I once had a client that had trusted in the security of one of their vendors. The vendor had been around for a long time, so it was assumed they knew what they were doing. Yet, my client got burned because the vendor didn’t have their act together from a security perspective. The company had never performed appropriate security validation of the vendor, the vendor ended up exposing data, and the client paid the price.
The company wasn’t directly responsible for the breach, but they were the ones left with a black eye. That’s why I continually prescribe a simple principle in security and compliance: trust, but verify.
President Reagan popularized the Russian proverb “trust, but verify” after signing the INF Treaty with Mikhail Gorbachev. Since then, the saying has been used everywhere, from personal relationships to taxes. But all too often, it isn’t used in security and compliance.
And as a result, well-meaning businesses get burned.
What Does “Trust but Verify” Mean?
Trust, but verify is built on the premise that mistakes happen. It’s fine to believe people who say they’ve done what they’re responsible for. But it’s another thing to know it, because you have the evidence and you’ve validated it.
Too often in the security arena, organizations take people’s word for it that requirements have been fulfilled. “We have antivirus.” “Our firewall is set up.” The organization writes a blank check to their personnel, without actually looking at the requirements in detail to be sure that everything is fulfilled according to the pertinent security standard’s specifications.
Organizations assume that because a vendor is a big company, they must have their security act together, and they must have their compliance paperwork.
It’s the difference between knowing and assuming.

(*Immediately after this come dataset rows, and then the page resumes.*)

PR #110, opened 2026-09-08
perf(seal): remove sealed index entries by row id

semihalev:
The seal's hot removal did three things per sealed row that scale badly at volume size:

- it cloned the whole version tree (an O(1) CowBTree clone, but every later index cleanup then re-read the row data through it and rebuilt a `Vec<Value>` per row per index);
- `BTreeIndex` and `MultiColumnIndex` removed each row from its key's row list with a shift, so a key with many rows paid a quadratic removal (a `k` column with a few hundred distinct values over a million-row seal);
- the hash and bitmap indexes went through the same value-based path even though they already know each row's key.

This PR removes sealed index entries by row id. `Index` gets `remove_batch_ids`, which every built-in index implements from its own row-to-key map: BTREE, hash and the multi-column index group the ids by key and subtract each group from the key's row list in one linear pass; bitmap and PK remove directly. The default returns `None`, and `remove_sealed_index_entries` then falls back to the values from the sealed rows themselves (the same `RowVec` that built the volume), so an index type without the fast path still works. `remove_sealed_rows` no longer takes a snapshot of the version tree for the cleanup and `SealedIndexCleanup` is just the removed ids.

Nothing changes in what the seal keeps or skips: claimed rows and rows whose head changed since extraction still stay hot and are tombstoned as before.

Measured with a probe (2M rows per round, 200 distinct `k` values, UNIQUE(k, t) plus BTREE on `k` and on `t`, PRAGMA CHECKPOINT per round, release build):

| round | seal main | seal this PR |
|---|---|---|
| 1 | 4045 ms | 2524 ms |
| 2 | 4098 ms | 2489 ms |
| 3 | 4125 ms | 2561 ms |

Verification: clippy with `-D warnings`, the seal-related suites (`sealed_index_visibility_test`, `volume_checkpoint_test`, `snapshot_cold_test`, `volume_concurrency_test`, `arena_slot_reuse_test`, `hot_index_top_k_test`, `ordered_limited_scan_test`, `failpoint_io_test`), the in-memory suite and the filedb suite.

### DIFF
--- a/src/storage/index/bitmap.rs
+++ b/src/storage/index/bitmap.rs
@@ -630,6 +630,29 @@ impl Index for BitmapIndex {
         Ok(())
     }
 
+    fn remove_batch_ids(&self, row_ids: &[i64]) -> Option<Result<()>> {
+        if self.closed.load(AtomicOrdering::Acquire) {
+            return Some(Err(Error::IndexClosed));
+        }
+        let mut bitmaps = self.bitmaps.write();
+        let mut row_to_value = self.row_to_value.write();
+        for &row_id in row_ids {
+            if row_id < 0 {
+                continue;
+            }
+            if let Some(arc_key) = row_to_value.remove(row_id) {
+                if let Some(bitmap) = bitmaps.get_mut(&arc_key) {
+                    bitmap.remove(row_id as u64);
+                    if bitmap.is_empty() {
+                        bitmaps.remove(&arc_key);
+                        self.distinct_count.fetch_sub(1, AtomicOrdering::Relaxed);
+                    }
+                }
+            }
+        }
+        Some(Ok(()))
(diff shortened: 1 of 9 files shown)


semihalev:
Confirmed and fixed in the follow-up commit. A probe deleting the two highest ids under one BTREE key holding 1M rows, 200 times:

| code | total |
|---|---|
| main | 22.9 ms |
| first commit of this PR | 116.9 ms |
| with the fix | 19.8 ms |

The BTREE and hash paths now use the same helper as the multi-column index: the pass starts at the first removed id, so removing from the top of a large group touches only the tail, and removing a whole group is still one pass. The helper moved to `storage/index/mod.rs` so the three indexes share it.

And you know what happens when you assume.
Get the Evidence
This principle is less about whether you trust your people and more about doing your due diligence. Your security is important, it’s not a game. Your compliance activities are protecting your organization from people who are actively trying to break into your data. That’s not something to cut corners on. Don’t take that responsibility lightly.
When you go through a compliance engagement, it’s critical to collect evidence for every line item requirement, to verify that you have your ducks in a row. It can be in the form of a policy statement, a procedure document, a screenshot, a report from a system.
Having that evidence in hand is your validation that you do in fact have this or that thing in place. So that in the (hopefully) unlikely event that something goes sideways, you have a repository that you can go back to and prove that you did your due diligence on this or that particular item. You had the right things in place, because the evidence proves it.
Verify Your Vendors
Trust, but verify applies not just to your internal compliance team, but also to your third-party partners and vendors as well. That means you don’t merely check their website to see if they’re compliant and take their word for it. Instead, request and receive the report. And don’t just get the report from your vendor, but actually read it.
I’ve been on engagements where our client had requested a report from the vendor, and they basically saw that they had a PDF with the right name and called it done. The client set the vendor’s report aside and moved on. Sure enough, as we were doing validation, we opened the PDF and quickly realized that the vendor’s security validation was for a completely different facility than the one our client was using.
In another case, one of our clients had brought on a vendor with a list of responsibilities to provide, yet the security documentation didn’t detail any of the coverage for the security services that the client was supposed to be receiving. That’s not to say that the vendor wasn’t providing those services, but we had no compliance documentation that spelled out exactly what that vendor was covering.
It’s your responsibility — not your vendor’s — to go through and make sure that the documentation your vendor provides has the right information. Never take a vendor’s word for it that the report covers what it’s supposed to cover.
It’s not that your vendors aren’t trustworthy, but that they’re human. Humans make mistakes, and honest mistakes happen all the time.
Trust but Verify Is Common Business Sense
Trust, but verify is a given in other areas of your business, and it should be a given in security as well. When your CFO asks for expense reports, those reports are validated to ensure that the numbers add up. When hiring a new employee, you get third party validation through background checks and references before extending a job offer.
The trust, but verify principle should be a given in any area of your business where you need to mitigate risk, and security is at the top of that list.
Don’t Assume, Know
I can’t tell you how many companies I’ve worked with that had a sense they were in good shape, from a security and compliance standpoint. But when we started digging in, they discovered a lot of holes in their security landscape.
It’s one thing to feel a sense of security. It’s another thing altogether to actually know that you’re secure. Trust, but verify.